É o que apontou o professor de Ciências Sociais da Universidade Carlos III de Madrid, Jesús Javier Sánchez Barricarte, num artigo publicado na Revista Espanhola de Investigações Sociais (REIS), que também refuta a ideia de que os imigrantes aumentam a criminalidade em situação ilegal.

Para analisar a taxa de criminalidade nativa e compará-la com a da população estrangeira, este académico primeiro padronizou os dados, considerando que a criminalidade é maior entre os homens e os jovens, e que a população imigrante, em média, é mais jovem e tem uma proporção maior do que a população espanhola.

Ajustando, deste ponto de vista, a comparação das duas taxas, a distância entre os espanhóis e os estrangeiros “reduziu-se para metade”.

Além disso, as restantes diferenças não são explicadas por serem imigrantes, mas por outros factores como o rendimento médio, o acesso a serviços básicos como a habitação ou o grau de urbanização, uma vez que mais crimes são cometidos nas cidades e é onde reside a percentagem de imigrantes.

Ao comparar estes factores, “não houve correlação entre a percentagem da população nascida no estrangeiro e a taxa de criminalidade”, observou a universidade.

“Se cometem mais crimes, não é porque sejam estrangeiros, mas porque estão abaixo da média espanhola, se os compararmos no mesmo domínio socioeconómico, não haverá essa diferença”, explicou este professor à EFE.

O artigo conclui ainda que a imigração ilegal aumenta a criminalidade e, também com base em dados da Funcas, fornece um facto importante: entre 2017 e 2023, o peso da população estrangeira em situação ilegal aumentou 345%, enquanto a taxa de criminalidade cometida por estrangeiros diminuiu 2%.

Por outro lado, existe uma correlação entre uma pior situação económica e uma maior taxa de criminalidade, demonstrada, por exemplo, pelo aumento da criminalidade cometida pela população espanhola entre 2007 e 2014, coincidindo com a crise económica.

Portanto, o estudo concluiu que “a política organizacional, que não representa uma ameaça à segurança, pode ajudar a reduzir a criminalidade, facilitando o acesso a oportunidades legais de trabalho e inclusão social”, ao mesmo tempo que bloquear a chegada de imigrantes pode ter um impacto negativo na economia.
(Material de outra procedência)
PR #20922, opened 2017-10-16
Indirect - Elwin - Add check in case of invalid value within IPF file

### LINKED ISSUE #20858: Add more robust checks around reading IPF elements in IDA
On Friday we found that an instrument parameter file with a misspelled XML element was causing Mantid to crash unexpectedly. We corrected this in #20856, but we should make the code more robust as well.

### Expected behavior
Mantid should not crash. 

### Actual behavior
Mantid crashes because it expects the element to exist and be correctly spelled. If this is not the case it gets a `nullptr` and falls over at line 291 in Elwin.cpp.

https://github.com/mantidproject/mantid/blob/21bccfe66a959f3a56e6b0f6860fed37eab64dd9/qt/scientific_interfaces/Indirect/Elwin.cpp#L286-L291

See #20856 

### Platforms affected
All.

brandonhewer:
In the Elwin interface (Elwin.cpp), it is possible to crash Mantid, when there is an attempt to load an IPF file which contains an invalid value.

This PR adds a check for when this condition occurs and provides a warning message to the user.

**To test:**
1. Add the \*\_Parameters file to your instrument parameters directory.
2. Navigate to Interfaces > Indirect > Data Analysis Elwin.
3. Supply the \*\_red file as the input.
4. Run the Elwin interface and ensure Mantid does not crash and an error message is displayed.

**Test Files:**
[elwin-ipf-test-files.zip](https://github.com/mantidproject/mantid/files/1422106/elwin-ipf-test-files.zip)

Fixes #20858. 

**Release Notes** 

---

#### Reviewer ####

##### Code Review #####

##### Functional Tests #####

### DIFF
--- a/qt/scientific_interfaces/Indirect/Elwin.cpp
+++ b/qt/scientific_interfaces/Indirect/Elwin.cpp
@@ -293,7 +293,7 @@ void Elwin::setDefaultResolution(Mantid::API::MatrixWorkspace_const_sptr ws,
       auto params = comp->getNumberParameter("resolution", true);
 
       // set the default instrument resolution
-      if (params.size() > 0) {
+      if (!params.empty()) {
         double res = params[0];
         m_dblManager->setValue(m_properties["IntegrationStart"], -res);
         m_dblManager->setValue(m_properties["IntegrationEnd"], res);
--- a/qt/scientific_interfaces/Indirect/Elwin.cpp
+++ b/qt/scientific_interfaces/Indirect/Elwin.cpp
@@ -288,19 +288,24 @@ void Elwin::setDefaultResolution(Mantid::API::MatrixWorkspace_const_sptr ws,
 
   if (analyser.size() > 0) {
     auto comp = inst->getComponentByName(analyser[0]);
-    auto params = comp->getNumberParameter("resolution", true);
 
-    // set the default instrument resolution
-    if (params.size() > 0) {
-      double res = params[0];
-      m_dblManager->setValue(m_properties["IntegrationStart"], -res);
-      m_dblManager->setValue(m_properties["IntegrationEnd"], res);
+    if(comp) {
+      auto params = comp->getNumberParameter("resolution", true);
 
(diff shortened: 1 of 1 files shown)


qt/scientific_interfaces/Indirect/Elwin.cpp
```diff
@@ -288,19 +288,25 @@ void Elwin::setDefaultResolution(Mantid::API::MatrixWorkspace_const_sptr ws,
...
-      double res = params[0];
-      m_dblManager->setValue(m_properties["IntegrationStart"], -res);
-      m_dblManager->setValue(m_properties["IntegrationEnd"], res);
+    if (comp) {
+      auto params = comp->getNumberParameter("resolution", true);
 
-      m_dblManager->setValue(m_properties["BackgroundStart"], -10 * res);
-      m_dblManager->setValue(m_properties["BackgroundEnd"], -9 * res);
+      // set the default instrument resolution
+      if (params.size() > 0) {
```
soininen: Please use `if (!params.empty())` instead. It conveys the intention better.

soininen (changes requested):

soininen:
Could there be a test file attached to this pull request so it could be tested?

soininen:
@brandonhewer I couldn't make vanilla Mantid 'master' to crash with the test files provided. The interface seems to work just fine. What am I supposed to see when these changes are not applied?

NickDraper:
@brandonhewer This appears to be stuck with you

brandonhewer:
This PR adds a simple check, currently I've been unable to reproduce the issue with the file I supplied.
This PR shouldn't break any existing code (please see the diff) and it may be best to check it works with the supplied test.

Anders-Markvardsen (approved):
The code adds an extra null pointer check. Bug can't been reproduced from this branch and previous test suggest can't easily do this with older version, but this extra change provides an extra safety and therefore approve

soininen (approved):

“Se deixarmos os imigrantes ilegais, o sistema económico espanhol sofrerá muito e se refletirá na deterioração da economia que poderá aumentar a taxa de criminalidade, tanto de estrangeiros como de espanhóis”, disse este académico.

O estudo constatou que há mais casos de homicídio, crimes de ódio e violência sexual entre a população estrangeira e observou que “as mulheres estrangeiras são as maiores vítimas da violência por parte de homens estrangeiros”.

Diz-se que “certos valores e atitudes em relação às mulheres e LGTBIQ+ nos países de origem dos imigrantes podem ser problemáticos”, porque “o sexismo e a homofobia, ainda presentes em alguns contextos sociais e culturais”, contradizem o princípio da igualdade em vigor em Espanha.

Numa situação em que os homicídios diminuem, os estrangeiros fazem menos.

Esta publicação também separa o crime organizado da imigração organizada, ou seja, dos imigrantes que vivem em Espanha, porque obedece aos seus próprios movimentos e muitas vezes inclui pessoas que nem sequer vivem em Espanha.

Relativamente ao terrorismo jihadista, este académico acredita que se trata de um problema de segurança “não-imigrante” porque mais de metade dos detidos entre 2004 e 2023 nasceram em Espanha.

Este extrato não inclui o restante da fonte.